Herr Steuber weist bezüglich der „Frühen Hilfen“ darauf hin, dass der Rat beschlossen habe, in diesem Jahr mit einem Betrag von 800.000 Euro zu starten. Dort gelte auch die Haushaltsproblematik, dass dieser Betrag erst zu 60 % freigegeben sei. Für die Folgejahre sei noch nichts entschieden. Man habe für 2014/2015 keinen Haushaltsbeschluss. Der Hinweis sei gut und würde ggf. auch bei der Bezirksregierung helfen, wenn man die Mittel, die man in 2011 bekommen habe, quasi als Finanzierungsmittel für diese „Frühen Hilfen“ verwenden könnte. In der nächsten Woche werde man darüber diskutieren.

Im Hinblick auf personalwirtschaftliche Fragen teilt er mit, dass eine Verlängerung der Verträge hohe arbeitsrechtliche Risiken beinhalte.

 

Herr Goldbach stellt die Frage in den Raum, was man vernünftigerweise tun könne.

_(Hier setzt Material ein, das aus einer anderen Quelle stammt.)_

PR #912, opened 2021-11-30
Fix height jumps between screens

wlee221:
*Issue #, if available:*

*Description of changes:* This top-aligns Authenticator contents so that tabs and screens do not jump up and down on transitions. 

I added a new `<div data-amplify-router-content>` to contain the screen elements and enable scrolling if needed. 

Authenticator AVO

^ Please click for better resolution!

This was necessary to ensure that tab headers don't scroll with rest of the content. This distinction is only needed for `signIn` and `signUp`, and other screens will have `data-amplify-router-content` and `data-amplify-router` coincide in the same div.

- [x] CSS
- [x] React
- [x] Vue
- [x] Angular

https://user-images.githubusercontent.com/43682783/144142048-5e998ae1-4676-449b-942e-a3e68d979c2e.mp4


examples/next/pages/ui/components/authenticator/modal/index.page.tsx
```diff
@@ -8,7 +8,28 @@ Amplify.configure(awsExports);
...
+        'nickname',
+        'phone_number',
+        'picture',
+        'preferred_username',
+        'profile',
+        'updated_at',
+        'website',
+        'zoneinfo',
+      ]}
+    >
```
wlee221, line 32: Gonna remove this later, just testing really tall screen.

packages/angular/projects/ui-angular/src/lib/components/authenticator/components/authenticator/authenticator.component.html
```diff
@@ -1,22 +1,33 @@
 <div data-amplify-authenticator [attr.data-variation]="variation">
   <div data-amplify-container>
     <amplify-slot name="header" [context]="context"></amplify-slot>
-    <div data-amplify-router>
+    <div
+      data-amplify-router
+      [attr.data-amplify-router-content]="hasTabs() ? undefined : ''"
```
wlee221, line 6: For screens with tabs, the actual scrollable content (ie. `data-amplify-router-content`) is the `tab-item` inside this container. For tab-less screens, this distinction is unneeded and `data-amplify-router-content` is safely placed on this container. See attached picture in the PR.

packages/angular/projects/ui-angular/src/lib/primitives/tab-item/tab-item.component.ts
```diff
@@ -10,4 +10,5 @@ export class TabItemComponent {
   @Input() id: string;
   @Input() labelledById: string;
   @Input() tabIndex: number;
+  @HostBinding('style.display') display = 'block'; // emulate div behavior
```
wlee221, line 13: Angular nuance here, `tab-item` wrapper needs this set so that it takes the proper height set by CSS.

packages/vue/src/components/authenticator.vue
```diff
@@ -221,54 +228,56 @@ watch(
...
-          @sign-in-submit="onSignInSubmitI"
-          ref="signInComponent"
-        >
-          <template #signInSlotI>
-            <slot name="sign-in"></slot>
-          </template>
-
-          <template
-            #form="{ info, onSignInSubmit, onForgotPasswordClicked, onInput }"
+        <div v-if="hasTabs()" data-amplify-router-content>
```
wlee221, line 231: GitHub is showing a lot of spacing changes below... but the only code change is adding this `div` around it.

.changeset/green-buttons-hear.md
```diff
@@ -0,0 +1,8 @@
+---
+"@aws-amplify/ui-react": patch
+"@aws-amplify/ui": patch
+"@aws-amplify/ui-vue": patch
+"@aws-amplify/ui-angular": patch
+---
+
+Fix tab jumps between screens and tabs
```
wlee221, line 8:
```suggestion
Fix height jumps between screens and tabs
```

packages/angular/projects/ui-angular/src/lib/components/authenticator/components/authenticator/authenticator.component.html
```diff
@@ -1,22 +1,33 @@
...
+          data-amplify-router-content
+        >
           <!-- signIn component -->
           <amplify-slot
             name="sign-in"
             [context]="context"
             *ngIf="route === 'signIn'"
           >
-            <amplify-sign-in></amplify-sign-in>
+            <amplify-sign-in data-amplify-router-content></amplify-sign-in>
```
wlee221, line 23: Oops, that's a mistake

packages/vue/src/components/authenticator.vue
```diff
@@ -193,6 +193,12 @@ watch(
     signOut.value = s;
   }
 );
+
+const hasTabs = () => {
+  return (
+    actorState.value?.matches('signIn') || actorState.value?.matches('signUp')
+  );
+};
```
ErikCH, line 201: This works, but it's more performant if we switch this to a `computed` property. It won't run nearly as often, then a method since `computed` properties are cached. 

```suggestion
const hasTabs = computed(() => {
  return (
    actorState.value?.matches('signIn') || actorState.value?.matches('signUp')
  );
});
```

Make sure to then change the `hasTabs()` to `hasTabs` without the parenthesis. 

Later on, I should add in `useAuthenticator` and grab the data from `route` instead of `actorState`. But I can do that later.

wlee221: Ah, TIL! Thanks, will adjust.

wlee221: Done! 54197f3

ErikCH (approved):
LGTM

ericclemmons:
So, this is a ridiculously well-documented PR.

Do you think it would be a low lift for additional styles like https://css-tricks.com/scroll-shadows-with-javascript/?

The reason being, on sufficiently long sign-up forms, a shadow would make it clear when there's overflow (so end-users don't miss the submit button or off-screen fields)

packages/ui/src/theme/css/component/authenticator.scss
```diff
@@ -17,6 +17,16 @@
 
   /* Having a z-index at least "wins" by default */
   z-index: 1;
+
+  /* top-align at the top 20% of the screen */
+  padding-top: 20vh;
```
reesscot, line 22: add `box-sizing: border-box;` as well, otherwise this is adding 20vh to the total element height, making it taller than the viewport.



Screen Shot 2021-12-01 at 11 10 20 AM

packages/ui/src/theme/css/component/authenticator.scss
```diff
@@ -17,6 +17,16 @@
...
+  align-content: flex-start; // top align
+}
+
+[data-amplify-authenticator][data-variation='modal']
+  [data-amplify-router-content] {
+  max-height: 60vh;
```
reesscot, line 28: What if we make this full screen height on mobile, that way they don't need to scroll unnecessarily. Note that we need to beware of the `100vh` [issues on mobile ](https://css-tricks.com/css-fix-for-100vh-in-mobile-webkit/)if we do this.

packages/angular/projects/ui-angular/src/lib/components/authenticator/components/authenticator/authenticator.component.html
reesscot: How will this work for customers who hide the tabs with CSS?

reesscot (commented):
Looking good, just had some question on the mobile experience.

packages/ui/src/theme/css/component/authenticator.scss
wlee221: Good catch, adjusting:
```suggestion
  box-sizing: border-box; // don't add padding to total height
  padding-top: 20vh;
```

packages/angular/projects/ui-angular/src/lib/components/authenticator/components/authenticator/authenticator.component.html
wlee221: `data-amplify-router` and `data-amplify-router-content` styles do not affect tab headers, so hiding tabs with CSS is unaffected by this change.

packages/ui/src/theme/css/component/authenticator.scss
wlee221: Done here! 06d96fca2d3e0a33e98de9c865ef14a0b49ac7de

Android:

Screen Shot 2021-12-01 at 1 07 29 PM

iOS (flex gap is a different problem, it's only [supported on safari 14.8+](https://caniuse.com/flexbox-gap)):

image

reesscot (approved):
LGTM

wlee221:
> Do you think it would be a low lift for additional styles like https://css-tricks.com/scroll-shadows-with-javascript/?

@ericclemmons Done! https://github.com/aws-amplify/amplify-ui/pull/912/commits/85187402c014622cc6e102c8ecc8fe46187d8914




https://user-images.githubusercontent.com/43682783/144321714-b4790a16-b885-446f-b7d6-8d3d45c8a163.mp4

Er fände den Vorschlag durchaus bedenkenswert, eine Verknüpfung mit den „Frühen Hilfen“ vorzunehmen.

Er bietet an,  ein entsprechendes Konzept auszuarbeiten. Das sei vor der Sommerpause allerdings nicht machbar. Vielleicht könne man ein solches Konzept dann nach der Sommerpause vorstellen.

 

Herr Fischer fragt im Hinblick auf die anderen BuT-Mittel, ob diese vollkommen ausgeschöpft seien. Sei eine Übertragung nicht verausgabter Mittel auf die Schulsozialarbeit überhaupt möglich?

 

Herr Strüwer führt aus, dass man im Jahr 2012 außerhalb der  Schulsozialarbeit eine Ausgabe von 1,3 Millionen gehabt habe. Die Abrufquote in den Kommunen liege zwischen 68 und 80 %.

 

Herr Steuber wirft ein, dass ihm Zahlen vorlägen, nach denen die Abrufquote zwischen 40 und 120 % liege.

 

Herr Strüwer merkt an, dass sich für Hagen dann tatsächlich die Frage stelle, ob da aktuell eine Verknüpfung möglich sei. Das könne in dem Konzept doch möglicherweise als eine Alternative mit aufgenommen werden.

 

Herr Steuber erklärt, dass man das prüfen könne. Er sei jedoch nicht sehr zuversichtlich, weil die Prozentsätze nicht variabel seien.

Er befürchte, dass auf die Stadt noch ein beträchtlicher Rückforderungsbetrag zukomme. Man rechne damit, dass vom Bund für das Jahr 2011 einen zuviel refinanzierten Betrag in Höhe von 1,8 Millionen zurückgefordert werde. Das sei bis heute nicht geklärt.

 

Herr Strüwer nimmt Bezug auf den Vorschlag der Verwaltung und fragt Frau Klos-Eckermann, ob sie damit einverstanden sei.

 

Frau Klos-Eckermann bejaht diese Frage.

 

Herr Strüwer schließt den Tagesordnungspunkt ab.